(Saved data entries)

PR #7280, opened 2026-03-22
fix: error handling with Node VM

### LINKED ISSUE #7272: bug: tRPC error handling with Node VM

```
System:
  OS: macOS 26.3.1
  CPU: (11) arm64 Apple M3 Pro
  Memory: 2.63 GB / 36.00 GB
Binaries:
  Node: 24.14.0 - /Users/<user>/.nvm/versions/node/v24.14.0/bin/node
  npm: 11.9.0 - /Users/<user>/.nvm/versions/node/v24.14.0/bin/npm
  pnpm: 10.32.1 - /opt/homebrew/bin/pnpm
Browsers:
  Chrome: 146.0.7680.153
  Firefox Developer Edition: 149.0
  Safari: 26.3.1
npmPackages:
  @trpc/server: ^11.13.4 => 11.13.4
  typescript: ^5.9.3 => 5.9.3
```

### Describe the bug

# Problem

While using [Node's VM](https://nodejs.org/api/vm.html#vm-executing-javascript), errors that are implicitly thrown by the JavaScript engine (e.g. `TypeError`) use VM's own internal built-in constructors, meaning `instanceof` checks for `Error` will fail because the constructors are different:

```ts
// packages/server/src/unstable-core-do-not-import/error/TRPCError.ts

export function getCauseFromUnknown(cause: unknown): Error | undefined {
  if (cause instanceof Error) { // 👈 returns false
    return cause;
  }
  ...
}
```

Because of this, tRPC ends up throwing an error without a message:

```json
{
  "error": {
    "message": "",
    "code": -32603,
    "data": {
      "code": "INTERNAL_SERVER_ERROR",
      "httpStatus": 500,
      "stack": "TRPCError: \n    at getTRPCErrorFromUnknown ...",
      "path": "greet"
    }
  }
}
```

### Link to reproduction

https://github.com/znikola/trpc-error-handling-reproduction

### To reproduce

Since `Error`'s `message` and `stack` properties are non-enumerable, they won't be copied by `Object.assign()`.

```ts
// packages/server/src/unstable-core-do-not-import/error/TRPCError.ts

export function getCauseFromUnknown(cause: unknown): Error | undefined {
  ...
  // If it's an object, we'll create a synthetic error
  if (isObject(cause)) {
    return Object.assign(new UnknownCauseError(), cause); // 👈 message and stack won't be copied
}
```

This is the proposed change to the `UnknownCauseError`:

```ts
// packages/server/src/unstable-core-do-not-import/error/TRPCError.ts

class UnknownCauseError extends Error {
  [key: string]: unknown;

  constructor(cause: object) {
    super(getMessage(cause));
    Object.assign(this, cause);
  }
}

function getMessage(cause: object) {
  return (cause as Error).message;
}
```

and throw it like this:

```ts
// packages/server/src/unstable-core-do-not-import/error/TRPCError.ts
export function getCauseFromUnknown(cause: unknown): Error | undefined {
  ...

  // If it's an object, we'll create a synthetic error
  if (isObject(cause)) {
    return new UnknownCauseError(cause);
  }

  return undefined;
}
```

This was verified by patching the `getCauseFromUnknown()` function in the latest version of `@trpc/server` (`11.13.4`) in the `node_modules`:

```ts
// node_modules/@trpc/server/dist/tracked-Bjtgv3wJ.mjs

...

var UnknownCauseError = class extends Error {
  constructor(cause) {
    super(getMessage(cause));
    Object.assign(this, cause);
  }
};
function getMessage(cause) {
  return (cause).message;
}
function getCauseFromUnknown(cause) {
	...
  // 👇 old
	// if (isObject(cause)) return Object.assign(new UnknownCauseError(), cause);
  // 👇 new
  if (isObject(cause)) return new UnknownCauseError(cause);
	return void 0;
}
...
```

### Additional information

_No response_

### 👨‍👧‍👦 Contributing

znikola:
Closes #7272

## 🎯 Changes

Fixed error handling when tRPC is used with Node VM by attempting to show the error message for implicitly thrown errors.

## ✅ Checklist

## Summary by CodeRabbit

* **Refactor**
  * Improved runtime error conversion so created errors retain message text and original enumerable properties when origin is an unknown value.
* **Tests**
  * Added regression tests covering non-string or missing messages, preservation of extra fields, and cross-realm VM error messages.

### DIFF
--- a/www/src/components/sponsors/SponsorBubbles.jsx
+++ b/www/src/components/sponsors/SponsorBubbles.jsx
@@ -23,7 +23,32 @@ export function SponsorBubbles() {
   return (
     <ParentSize>
       {({ width = 800 }) => {
-        return width < 10 ? null : (
+        if (width < 10) {
+          // SSR/SSG fallback: render plain links so search engines can discover sponsor URLs
+          return (
+            <div className="flex flex-wrap items-center justify-center gap-4 p-4">
+              {allSponsors.map((sponsor) => (
+                <a
+                  key={sponsor.login}
+                  href={sponsor.link}
+                  title={sponsor.name}
+                  className="block rounded-full"
+                >
+                  <img
+                    src={sponsor.imgSrc}
+                    alt={sponsor.name}
+                    width={48}
+                    height={48}
+                    loading="lazy"
+                    className="rounded-full"
+                  />
+                </a>
+              ))}
+            </div>
+          );
+        }
+
+        return (
           <div
             style={{
               width,


packages/server/src/unstable-core-do-not-import/error/TRPCError.ts
```diff
@@ -22,7 +32,7 @@ export function getCauseFromUnknown(cause: unknown): Error | undefined {
 
   // If it's an object, we'll create a synthetic error
   if (isObject(cause)) {
-    return Object.assign(new UnknownCauseError(), cause);
+    return new UnknownCauseError(cause);
```
Nick-Lucas, line 37: Could we get regressions tests for this please? There's a regression/ directory with a bunch of them. I need to be able to see a test fail before i merge something like this

znikola:
> `UnknownCauseError` now calls `super` with `(cause as Error).message`; VM-thrown plain objects often omit `message`, so diagnostics can go empty. nit: fall back to `String(cause)` when `message` is missing or not a string.

I updated the `getMessage` function to this:

```ts
function getMessage(cause: object) {
  if ('message' in cause) return String(cause.message);

  return undefined;
}
```

If I were to `return String(cause)` when there is no `message` property, the result would always be `[object Object]` because `UnknownCauseError` is always thrown in case the `cause` is an object:

```
  if (isObject(cause)) {
    return new UnknownCauseError(cause);
  }
```

Do you still think I should do it?

packages/server/src/unstable-core-do-not-import/error/TRPCError.ts
znikola: Of course, done.

znikola:
Hi @Nick-Lucas , is there anything else I need to do in this PR?

Nick-Lucas:
Hey @znikola - busy week, sorry for the delay. Thanks for adding the test!

I can see it fails without the fix, and the fix seems straight-forward, so let's get this in

PR #1118, opened 2021-07-28
xdgdefault: make dmenu case-insensitive, fix style

N-R-K:
Most *.desktop entries have same name as their application name so this
is not an issue most of the time. However in the case of Neovim, the
application name is "Neovim" while the desktop entry is "nvim.desktop"

Since dmenu is case sensitive by default this means that searching
"neovim" will not show any results since the N is not capitalized and
the desktop entry name is "nvim"

fzf doesn't have this issue since its case-insensitive/fuzzy by
default. Making dmenu case-insensitive solves this.

Also fix the indentation to be consistent with the rest of the script.

### DIFF
--- a/plugins/xdgdefault
+++ b/plugins/xdgdefault
@@ -13,10 +13,10 @@
 # set to 1 to enable GUI apps
 GUI="${GUI:-0}"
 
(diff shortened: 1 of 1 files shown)


jarun:
Thank you!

* _Goal of the exercise_: Type out the entries again, word for word.

* _Output for this task_:
PR #7280, opened 2026-03-22
fix: error handling with Node VM

### LINKED ISSUE #7272: bug: tRPC error handling with Node VM

```
System:
  OS: macOS 26.3.1
  CPU: (11) arm64 Apple M3 Pro
  Memory: 2.63 GB / 36.00 GB
Binaries:
  Node: 24.14.0 - /Users/<user>/.nvm/versions/node/v24.14.0/bin/node
  npm: 11.9.0 - /Users/<user>/.nvm/versions/node/v24.14.0/bin/npm
  pnpm: 10.32.1 - /opt/homebrew/bin/pnpm
Browsers:
  Chrome: 146.0.7680.153
  Firefox Developer Edition: 149.0
  Safari: 26.3.1
npmPackages:
  @trpc/server: ^11.13.4 => 11.13.4
  typescript: ^5.9.3 => 5.9.3
```

### Describe the bug

# Problem

While using [Node's VM](https://nodejs.org/api/vm.html#vm-executing-javascript), errors that are implicitly thrown by the JavaScript engine (e.g. `TypeError`) use VM's own internal built-in constructors, meaning `instanceof` checks for `Error` will fail because the constructors are different:

```ts
// packages/server/src/unstable-core-do-not-import/error/TRPCError.ts

export function getCauseFromUnknown(cause: unknown): Error | undefined {
  if (cause instanceof Error) { // 👈 returns false
    return cause;
  }
  ...
}
```

Because of this, tRPC ends up throwing an error without a message:

```json
{
  "error": {
    "message": "",
    "code": -32603,
    "data": {
      "code": "INTERNAL_SERVER_ERROR",
      "httpStatus": 500,
      "stack": "TRPCError: \n    at getTRPCErrorFromUnknown ...",
      "path": "greet"
    }
  }
}
```

### Link to reproduction

https://github.com/znikola/trpc-error-handling-reproduction

### To reproduce

Since `Error`'s `message` and `stack` properties are non-enumerable, they won't be copied by `Object.assign()`.

```ts
// packages/server/src/unstable-core-do-not-import/error/TRPCError.ts

export function getCauseFromUnknown(cause: unknown): Error | undefined {
  ...
  // If it's an object, we'll create a synthetic error
  if (isObject(cause)) {
    return Object.assign(new UnknownCauseError(), cause); // 👈 message and stack won't be copied
}
```

This is the proposed change to the `UnknownCauseError`:

```ts
// packages/server/src/unstable-core-do-not-import/error/TRPCError.ts

class UnknownCauseError extends Error {
  [key: string]: unknown;

  constructor(cause: object) {
    super(getMessage(cause));
    Object.assign(this, cause);
  }
}

function getMessage(cause: object) {
  return (cause as Error).message;
}
```

and throw it like this:

```ts
// packages/server/src/unstable-core-do-not-import/error/TRPCError.ts
export function getCauseFromUnknown(cause: unknown): Error | undefined {
  ...

  // If it's an object, we'll create a synthetic error
  if (isObject(cause)) {
    return new UnknownCauseError(cause);
  }

  return undefined;
}
```

This was verified by patching the `getCauseFromUnknown()` function in the latest version of `@trpc/server` (`11.13.4`) in the `node_modules`:

```ts
// node_modules/@trpc/server/dist/tracked-Bjtgv3wJ.mjs

...

var UnknownCauseError = class extends Error {
  constructor(cause) {
    super(getMessage(cause));
    Object.assign(this, cause);
  }
};
function getMessage(cause) {
  return (cause).message;
}
function getCauseFromUnknown(cause) {
	...
  // 👇 old
	// if (isObject(cause)) return Object.assign(new UnknownCauseError(), cause);
  // 👇 new
  if (isObject(cause)) return new UnknownCauseError(cause);
	return void 0;
}
...
```

### Additional information

_No response_

### 👨‍👧‍👦 Contributing

znikola:
Closes #7272

## 🎯 Changes

Fixed error handling when tRPC is used with Node VM by attempting to show the error message for implicitly thrown errors.

## ✅ Checklist

## Summary by CodeRabbit

* **Refactor**
  * Improved runtime error conversion so created errors retain message text and original enumerable properties when origin is an unknown value.
* **Tests**
  * Added regression tests covering non-string or missing messages, preservation of extra fields, and cross-realm VM error messages.

### DIFF
--- a/www/src/components/sponsors/SponsorBubbles.jsx
+++ b/www/src/components/sponsors/SponsorBubbles.jsx
@@ -23,7 +23,32 @@ export function SponsorBubbles() {
   return (
     <ParentSize>
       {({ width = 800 }) => {
-        return width < 10 ? null : (
+        if (width < 10) {
+          // SSR/SSG fallback: render plain links so search engines can discover sponsor URLs
+          return (
+            <div className="flex flex-wrap items-center justify-center gap-4 p-4">
+              {allSponsors.map((sponsor) => (
+                <a
+                  key={sponsor.login}
+                  href={sponsor.link}
+                  title={sponsor.name}
+                  className="block rounded-full"
+                >
+                  <img
+                    src={sponsor.imgSrc}
+                    alt={sponsor.name}
+                    width={48}
+                    height={48}
+                    loading="lazy"
+                    className="rounded-full"
+                  />
+                </a>
+              ))}
+            </div>
+          );
+        }
+
+        return (
           <div
             style={{
               width,


packages/server/src/unstable-core-do-not-import/error/TRPCError.ts
```diff
@@ -22,7 +32,7 @@ export function getCauseFromUnknown(cause: unknown): Error | undefined {
 
   // If it's an object, we'll create a synthetic error
   if (isObject(cause)) {
-    return Object.assign(new UnknownCauseError(), cause);
+    return new UnknownCauseError(cause);
```
Nick-Lucas, line 37: Could we get regressions tests for this please? There's a regression/ directory with a bunch of them. I need to be able to see a test fail before i merge something like this

znikola:
> `UnknownCauseError` now calls `super` with `(cause as Error).message`; VM-thrown plain objects often omit `message`, so diagnostics can go empty. nit: fall back to `String(cause)` when `message` is missing or not a string.

I updated the `getMessage` function to this:

```ts
function getMessage(cause: object) {
  if ('message' in cause) return String(cause.message);

  return undefined;
}
```

If I were to `return String(cause)` when there is no `message` property, the result would always be `[object Object]` because `UnknownCauseError` is always thrown in case the `cause` is an object:

```
  if (isObject(cause)) {
    return new UnknownCauseError(cause);
  }
```

Do you still think I should do it?

packages/server/src/unstable-core-do-not-import/error/TRPCError.ts
znikola: Of course, done.

znikola:
Hi @Nick-Lucas , is there anything else I need to do in this PR?

Nick-Lucas:
Hey @znikola - busy week, sorry for the delay. Thanks for adding the test!

I can see it fails without the fix, and the fix seems straight-forward, so let's get this in

PR #1118, opened 2021-07-28
xdgdefault: make dmenu case-insensitive, fix style

N-R-K:
Most *.desktop entries have same name as their application name so this
is not an issue most of the time. However in the case of Neovim, the
application name is "Neovim" while the desktop entry is "nvim.desktop"

Since dmenu is case sensitive by default this means that searching
"neovim" will not show any results since the N is not capitalized and
the desktop entry name is "nvim"

fzf doesn't have this issue since its case-insensitive/fuzzy by
default. Making dmenu case-insensitive solves this.

Also fix the indentation to be consistent with the rest of the script.

### DIFF
--- a/plugins/xdgdefault
+++ b/plugins/xdgdefault
@@ -13,10 +13,10 @@
 # set to 1 to enable GUI apps
 GUI="${GUI:-0}"
 
(diff shortened: 1 of 1 files shown)


jarun:
Thank you!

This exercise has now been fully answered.